- _Work item_:
Find the lines holding the string "disk" in the data, then copy all of them.
....
Issue #8401, opened 2026-02-07
4.1.0 on macOS beachballs / has higher CPU use than 4.0.6


jfrentzen-hub:
### What is the issue?

I upgraded from 4.0.6 to 4.1.0 for the Mac. I am running on a 2017 Intel Mac.
Transmission 4.1.x appears to have introduced startup/session handling changes that don’t play nicely with very large torrent sets. Given my scale (4,700+ torrents), I have downgraded to 4.0.6 for now.

### Which application of Transmission?

macOS app

### Which version of Transmission?

4.1.0

ckerr:
Could you give more details than "doesn't play nicely?"

daveydarkness:
hello yes I too am absolutely miserable with this latest version it crashes non stop on my Silicon MBP running Tahoe 26.2 

I am sorry I am a non techie but how can I downgrade to the previous version? its essentially been rendered useless for me with this latest update I am so sorry to say :(

thanks sorry if I answered in the wrong place but it seems like this person is also having real trouble so I thought I would respond in this same thread

Sekkyo:
@ckerr See https://github.com/transmission/transmission/discussions/8302

daveydarkness:
Oh thank you its good to know its is not just me …. appreciate it

ckerr:
Hey @Sekkyo @daveydarkness @jfrentzen-hub would it be possible to collect two diagnostics while the lag is happening?

- Activity Monitor Sample + Spindump (Apple instructions): Open Activity Monitor, highlight our app, click the More Actions (gear) button, and choose "Sample Process" (runs ~3 seconds) followed immediately by "Spindump." Save both reports and attach them when you reply. [Full steps](https://support.apple.com/guide/activity-monitor/actmntr2225/mac)

- Full sysdiagnose bundle (Apple instructions): With Finder in front, press Command + Option + Shift + Control + Period (.) once. Your Mac may pause for a minute; when it finishes, a Finder window should open automatically at /private/var/tmp/ showing a file named like sysdiagnose_YYYY.MM.DD_xx-xx-xx.tar.gz. Compress it if needed and send it along. [Full steps](https://podcasters.apple.com/assets/Mac-sysdiagnose-logging-instructions.pdf)

- Please also note the exact time the slowdown occurred and include that in your reply. That will help me to line up the logs with your report.

Thanks!

slardea-dot:
[...]

PR #9010, opened 2026-07-27
fix: avoid blocking macOS UI thread on tr_torrentStat() during disk writes

Sekkyo:
> Note from the PR author: this investigation and patch was researched with Claude. I have decades of software development experience, but this isn't a codebase I have any familiarity. I'm reporting this because I hit it hard on my own NAS-backed system and traced it as far as I reasonably could. The diagnosis was backed by an automated, checked-in before/after reproducer, so I really hope that part was solid. Please treat the fix itself as a starting point for someone who knows this codebase well to review, not a polished final answer.

## The problem

Between 4.0.6 and 4.1.0 (and still present in 4.1.3), the macOS client became severely unresponsive (beachballing, frozen menus) under heavy concurrent torrent/disk activity. This was even worse with more torrents, and made further worse on slow storage (NAS, spinning disks, network shares). Transmission.app became unusable for many, who have reported it in https://github.com/transmission/transmission/discussions/8302 and https://github.com/transmission/transmission/issues/8401 and https://github.com/transmission/transmission/issues/2462; attempted to work on it in https://github.com/stackptr/rc/pull/325.

## Root cause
....
- _Your response_:
fix: avoid blocking macOS UI thread on tr_torrentStat() during disk writes
Between 4.0.6 and 4.1.0 (and still present in 4.1.3), the macOS client became severely unresponsive (beachballing, frozen menus) under heavy concurrent torrent/disk activity. This was even worse with more torrents, and made further worse on slow storage (NAS, spinning disks, network shares). Transmission.app became unusable for many, who have reported it in https://github.com/transmission/transmission/discussions/8302 and https://github.com/transmission/transmission/issues/8401 and https://github.com/transmission/transmission/issues/2462; attempted to work on it in https://github.com/stackptr/rc/pull/325.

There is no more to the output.